Because DNA methylation affects the phenotype mainly through expression of the corresponding genes, methylation profiles could reflect the biological characteristics of HCC if “passive methylation” could be eliminated appropriately. Several reports have shown the predictive value of selected methylation events on survival [19, 24]. The methylation profile of background liver may also be associated with the recurrence-free survival of HCC patients who undergo hepatectomy [25]. We also reported a prominent relationship between the number of methylated TSGs and the time to HCC occurrence by analyzing chronic hepatitis C patients without prior history of HCC [12]. Therefore, DNA methylation is crucial for HCC emergence and may be observed at high levels in livers infected with chronic hepatitis that have a high risk of hepatocarcinogenesis. Another study reported the presence of methylated DNA from HCC cells in serum and described the circulating tumor DNA as a potential tumor marker [26].
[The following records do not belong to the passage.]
PR #601, opened 2019-03-04
Some tools for several algos and notebooks

miguelgfierro:
### Description

Utilities taken from PR #589 to divide the PR

Test will come in a later PR

### Checklist:

- [ ] I have added tests.


notebooks/00_quick_start/fastai_movielens.ipynb
```diff
@@ -561,7 +519,7 @@
    },
    "outputs": [],
    "source": [
-    "training_removed = pd.concat([users_items, train_valid_df[[USER,ITEM]], train_valid_df[[USER,ITEM]]]).drop_duplicates(keep=False)"
+    "training_removed = pd.concat([users_items, train_valid_df[[USER,ITEM]]]).drop_duplicates(keep=False)"
```
yueguoguo: Minor point - do we want to use the constants for column names consistently? That is, `reco_utils.common.constants.DEFAULT_USER_COL` for user column, etc.

reco_utils/common/general_utils.py
```diff
@@ -0,0 +1,28 @@
+# Copyright (c) Microsoft Corporation. All rights reserved.
+# Licensed under the MIT License.
+
+import os
+
+
+def invert_dictionary(dictionary):
```
yueguoguo: I ❤️ this

reco_utils/common/gpu_utils.py
```diff
@@ -15,14 +19,76 @@ def get_number_gpus():
...
+def get_cuda_version():
+    """Get CUDA version
+    
+    Returns:
+        str: Version of the library.
+    """
+    if sys.platform == "win32":
+        raise NotImplementedError("Implement this!")
+    elif sys.platform == "linux" or sys.platform == "darwin":
+        path = "/usr/local/cuda/version.txt"
```
yueguoguo: Do we want expose this to be a function parameter in case it is not installed in the default place?

reco_utils/recommender/surprise/surprise_utils.py
```diff
@@ -0,0 +1,36 @@
...
+        trainset._inner2raw_id_users
+        if trainset._inner2raw_id_users is not None
+        else invert_dictionary(trainset._raw2inner_id_users)
+    )
+    map_item = (
+        trainset._inner2raw_id_items
+        if trainset._inner2raw_id_items is not None
+        else invert_dictionary(trainset._raw2inner_id_items)
+    )
+    df[col_user] = df[col_user].map(map_user)
```
yueguoguo: If possible, can we add some codes to make sure the returned dataframe column types are fixed, i.e., either `int` or `str` as long as the columns are prediction dataframe are matched with the ground truth one. This is for evaluation module working properly.

reco_utils/common/gpu_utils.py
```diff
@@ -15,14 +19,76 @@ def get_number_gpus():
...
+                        version += "." + line.split()[-1]
+            if version:
+                return version
+            else:
+                return "Cannot find CUDNN version"
+        else:
+            return "No CUDNN in this machine"
+
+    if sys.platform == "win32":
+        candidates = [r"C:\NVIDIA\cuda\include\cudnn.h"]
```
gramhagen: I think the default for cuda toolkit (where [cuDNN instructions](https://docs.nvidia.com/deeplearning/sdk/cudnn-install/index.html) tell you to put the header) on windows is usually:
C:\Program Files\NVIDIA GPU Computing Toolkit\CUDA\vX.X\include
where X.X is the cuda toolkit version (e.g. 9.2)

reco_utils/common/timer.py
```diff
@@ -0,0 +1,51 @@
...
+        return str(timedelta(seconds=self.interval))
+
+    def start(self):
+        """Start the timer."""
+        self.init = self._timer()
+
+    def stop(self):
+        """Stop the timer. Calculate the interval in seconds."""
+        self.end = self._timer()
+        self.interval = self.end - self.init
```
gramhagen: this is nice, I wish the builtin timer api was cleaner to use like this...
might want to clear self.init here and raise an exception if stop is called before start

reco_utils/recommender/fastai/fastai_utils.py
```diff
@@ -0,0 +1,54 @@
...
+
+
+import numpy as np
+import pandas as pd
+import fastai
+from fastprogress import force_console_behavior
+import fastprogress
+
+
+def cartesian_product(*arrays):
```
gramhagen: why not put this in a more general location?

reco_utils/azureml/wide_deep.py
```diff
@@ -34,7 +34,7 @@
 
 def _log(metric, value):
     if run is not None:
-        if type(value) == list and len(value) > 0 and (type(value[0]) == int or type(value[0]) == float):
+        if isintance(value, list) and len(value) > 0 and isinstance(value[0], (int, float))
             run.log_list(metric, value)
         else:
             run.log(metric, str(value))
```
gramhagen: is it necessary to convert to string? the docs seem to imply that it's not (https://docs.microsoft.com/en-us/azure/machine-learning/service/how-to-track-experiments)

reco_utils/azureml/wide_deep.py
```diff
@@ -34,7 +34,7 @@
 
 def _log(metric, value):
     if run is not None:
-        if type(value) == list and len(value) > 0 and (type(value[0]) == int or type(value[0]) == float):
+        if isintance(value, list) and len(value) > 0 and isinstance(value[0], (int, float))
```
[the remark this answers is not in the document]
gramhagen: what happens if the list contains mixed types?

reco_utils/recommender/fastai/fastai_utils.py
miguelgfierro: afaik, we are not using this in any other notebook or algo, but tbh, I don't have a strong opinion on this

reco_utils/recommender/surprise/surprise_utils.py
miguelgfierro: that's a good point, I'll try to reuse your nice context function for types :-)

reco_utils/common/timer.py
miguelgfierro: good suggestion, coming in the next commit, together with tests

reco_utils/common/gpu_utils.py
miguelgfierro: yeah that makes sense

notebooks/00_quick_start/fastai_movielens.ipynb
miguelgfierro: not sure, we are not doing it in the other notebooks. I'm not sure if it is more clear to the user to explicitly provide these values or to leave them with the default values. Not strong preference here tbh

reco_utils/common/gpu_utils.py
miguelgfierro: added in the next commit

reco_utils/azureml/wide_deep.py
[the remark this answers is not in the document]
miguelgfierro: good catch
I hope we don't get mixed types right?

reco_utils/azureml/wide_deep.py
miguelgfierro: fixed

reco_utils/common/general_utils.py
miguelgfierro: coming in the next commit

reco_utils/azureml/wide_deep.py
```diff
@@ -49,6 +49,7 @@ def _log(metric, value):
 parser.add_argument('--datastore', type=str, dest='DATA_DIR', help="Datastore path")
 parser.add_argument('--train-datapath', type=str, dest='TRAIN_PICKLE_PATH')
 parser.add_argument('--test-datapath', type=str, dest='TEST_PICKLE_PATH')
+parser.add_argument('--model-dir', type=str, dest='MODEL_DIR', default='model_checkpoints')
```
anargyri: Have you checked this works when called from the AML Hyperdrive notebook?

reco_utils/recommender/fastai/fastai_utils.py
miguelgfierro: added docstrings and explanation here

reco_utils/recommender/surprise/surprise_utils.py
miguelgfierro: Added a note about the type this method returns. The [inner transformation of surprise](https://github.com/NicolasHug/Surprise/blob/master/surprise/trainset.py#L155) maps strings, so the in the output, the user and item columns are strings and the rating columns are floats.

reco_utils/azureml/wide_deep.py
miguelgfierro: I haven't but I hope it should work, why shouldn't?

loomlike: This is for the checkpoint dir clean up (not sure if aml needs this or not though).
If you want to see tensorboard, you should store the model_checkpoints under the output folder so that you can download later and open it from tensorboard.

reco_utils/common/timer.py
```diff
@@ -0,0 +1,56 @@
...
+    
+    Examples:
+        >>> big_num = 1000
+        >>> t = Timer()
+        >>> t.start()
+        >>> r = 0
+        >>> a = [r+i for i in range(big_num)]
+        >>> t.stop()
+        >>> t.interval < 1
+        True
```
loomlike: quick question. if a user calls `t.interval` without calling `t.stop()`, it will give wrong value. will that okay? few suggestions:
* reset the interval whenever `start()` get called
* make the interval as a private var `_interval` and `stop()` returns it. e.g. `interval = my_timer.stop()` this will resolve the issue of the user-mistake I mentioned.
* maybe add `lap()`? which return the current interval and reset & restart timer internally...do we need this? not sure. if we measure something in loops.. maybe.

reco_utils/recommender/fastai/fastai_utils.py
```diff
@@ -0,0 +1,84 @@
...
+    scores = scores.sort_values([user_col, prediction_col], ascending=[True, False])
+    if top_k > 0:
+        top_scores = scores.groupby(user_col).head(top_k).reset_index(drop=True)
+    else:
+        top_scores = scores
+    return top_scores
+
+
+def hide_fastai_progress_bar():
+    """Hide fastai progress bar"""
```
loomlike: can we toggle it?

tests/unit/test_timer.py
```diff
@@ -0,0 +1,40 @@
...
+    big_num = 1000
+    t.start()
+    r = 0
+    a = [r + i for i in range(big_num)]
+    t.stop()
+    assert t.interval < 1
+    r = 0
+    with Timer() as t2:
+        a = [r + i for i in range(big_num)]
+    assert t2.interval < 1
```
loomlike: is this correct way to test? what about use time.time() or timeit's and compare the values between manual time measurement and our module with a small tolerance value?

notebooks/00_quick_start/fastai_movielens.ipynb
anargyri: My opinion is that we should use these constants everywhere in the "internal" code; but we don't want to use them in notebooks, since the outside users do not know or care about DEFAULT_USER_COL etc. And they will often want to edit the notebooks and replace these names with the ones they have. Otherwise we would parameterize everything in the notebooks and make them look like callable python functions.

loomlike:
Nice! I left few questions and suggestions.

reco_utils/recommender/fastai/fastai_utils.py
```diff
@@ -0,0 +1,84 @@
...
+        item_col (str): Item column name.
+        prediction_col (str): Prediction column name.
+        top_k (int): Number of top items to recommend.
+
+    Returns:
+        pd.DataFrame: Result of recommendation 
+    """
+    # replace values not known to the model with #na#
+    total_users, total_items = learner.data.train_ds.x.classes.values()
+    test_df.loc[~test_df[user_col].isin(total_users), user_col] = total_users[0]
```
anargyri: Why use `total_users[0]` and not another element of the collection?

reco_utils/recommender/fastai/fastai_utils.py
```diff
@@ -0,0 +1,84 @@
...
+    return arr.reshape(-1, la)
+
+
+def score(
+    learner,
+    test_df,
+    user_col=cc.DEFAULT_USER_COL,
+    item_col=cc.DEFAULT_ITEM_COL,
+    prediction_col=cc.DEFAULT_PREDICTION_COL,
+    top_k=0,
```
anargyri: Maybe None would be more meaningful than 0 as default value.

reco_utils/azureml/wide_deep.py
miguelgfierro: this should work, the default behavior is exactly what we had before, but now we can add a different name

tests/unit/test_timer.py
miguelgfierro: that's a good idea, I'm adding a solution with time.sleep(1).

reco_utils/recommender/fastai/fastai_utils.py
miguelgfierro: as discussed, if we need to turn it on again, we can try to find the way to do it

reco_utils/common/timer.py
miguelgfierro: good catch. I'll think about how to fix it, not sure how seting interval = my_timer.stop() will work with the contextual format, maybe it is easier to have a property and then raise an exception if the timer is not stopped. 

for your other questions, when start is called, interval is resetted. And lap is the same as interval

notebooks/00_quick_start/fastai_movielens.ipynb
miguelgfierro: yeah, that makes sense

reco_utils/recommender/fastai/fastai_utils.py
miguelgfierro: fixed

reco_utils/recommender/fastai/fastai_utils.py
miguelgfierro: changes in the next commit

reco_utils/common/timer.py
miguelgfierro: I changed this behavior, now if you call interval before stopping you get an exception.

reco_utils/common/gpu_utils.py
```diff
@@ -15,14 +22,79 @@ def get_number_gpus():
...
+            if version:
+                return version
+            else:
+                return "Cannot find CUDNN version"
+        else:
+            return "No CUDNN in this machine"
+
+    if sys.platform == "win32":
+        candidates = ["C:\\NVIDIA\\cuda\\include\\cudnn.h",
+                     "C:\\Program Files\\NVIDIA GPU Computing Toolkit\\CUDA\\v[0-99]\\include\\cudnn.h"]
```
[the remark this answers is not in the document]
miguelgfierro: good catch, I'll take a look at this on Monday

Recent HCC therapy trials have targeted the epigenetic machinery based on the comprehensive analyses of DNA methylation profiles of this type of tumor. Several novel molecular-targeted drugs have been developed using specific cancer mutation profiles [27]. However, the mutation profile of HCC is heterogeneous [28], and the frequencies of mutations in specific genes are relatively low. Therefore, it might be difficult to target individually altered genes for HCC therapy [3,29].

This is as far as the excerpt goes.